I have noticed an eerie incapacity among certain spiritually inclined people for telling the difference between discernment and judgmentmentalism. As a result, they decline both, often with rather comical results. In another group a frustrated participant sputttered her ire at the "negative" talk about corrupt politicians and greedy CEOs by branding it "judgmental." I wrote "ire," but I also mean "anxious." My impression was that her inner judge had caught her by the throat.
If all the "positive thinking" proponents got their way, Shakespeare and Dostoevsky would have to disappear: far too gloomy, angry, sad, and real. Mark Twain would depart in their wake: the master of satire who, posing as the devil, thanked one of the Rockefellers for a paltry contribution to charity. One collection of Twain's writings bears the menacing title A Pen Warmed Up In Hell. Camus, Hesse, Baudelaire, Goethe, Baldwin, Haley, Steinbeck, Hemingway: all would be found wanting in uplifting moods and intellectual pleasantries.
Come to think of it, so would Buddha, Muhammad, the unknown writers of the Vedas and Upanishads, and of course Jesus, who compared the respectably corrupt of his day to fashionable coffins filled with dead men's bones.

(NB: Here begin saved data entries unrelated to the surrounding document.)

PR #404, opened 2023-02-23
fix(2d): textDirection property for RTL/LTR text

mohsinhijazee:
Currently, the Text component defaults to LTR text direction and hence when setting the offset to -1,-1, we see a slight shift like for RTL texts like this:

https://user-images.githubusercontent.com/24268/220945677-29007823-f869-401c-a491-3c0fd486252b.mp4

With the new property `textDirection` set to `rtl`, we don't see such a shift and text stays steady just like for LTR:

https://user-images.githubusercontent.com/24268/220946030-8b0b7c6e-cd04-442f-bec4-ebfff4c13c83.mp4

Looking for feedback, happyt to make further adjustments. @aarthificial

### DIFF
--- a/packages/2d/src/components/Text.ts
+++ b/packages/2d/src/components/Text.ts
@@ -43,6 +43,7 @@ export class Text extends Shape {
   protected override draw(context: CanvasRenderingContext2D) {
     this.requestFontUpdate();
     this.applyStyle(context);
+    this.applyText(context);
     context.font = this.styles.font;
 
     const parentRect = this.element.getBoundingClientRect();
--- a/packages/2d/src/components/Layout.ts
+++ b/packages/2d/src/components/Layout.ts
@@ -94,6 +94,7 @@ export interface LayoutProps extends NodeProps {
   lineHeight?: SignalValue<Length>;
   letterSpacing?: SignalValue<number>;
   textWrap?: SignalValue<TextWrap>;
+  textDirection?: SignalValue<CanvasDirection>;
 
   size?: SignalValue<PossibleVector2<Length>>;
   offsetX?: SignalValue<number>;
@@ -196,6 +197,9 @@ export class Layout extends Node {
   })
   @signal()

As an alternative to personal and cultural self-mutilation, I suggest getting clearer on the difference between discernment, which sees things as they are even when unpleasant, and judgmentmentalism, which condemns out of hand. To fail to see a scoundrel as a scoundrel, a tyrant as a tyrant, or a psychopath as a psychopath enables these antisocial characters by cloaking their misdeeds in euphemism and ignorance. Soon the worst of us end up in charge while the rest of us scratch our heads wondering why.

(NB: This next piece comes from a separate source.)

PR #411, opened 2023-02-24
Update quickstart.mdx

jumangee:
Could not "serve" new project, created from scratch with nodejs 16 on windows 10x64
Only after updating to 18, with "npm init @motion-canvas" got "Need to install the following packages: @motion-canvas/create@2.5.0..."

This ostrich policy often originates as a childhood defense in abusive families: "Don't you talk about Dad that way! He wouldn't have hit you if you weren't so negative!" Too often the family cheerleader and enabler grows up to cheerlead and enable destructive agendas that multiply surreptitiously. No destroyer succeeds without a horde of self-blinders pretending things are fine and telling the rest of us to cheer up.
And none sits on the throne for long among those unafraid to suggest that the emperor get a new tailor.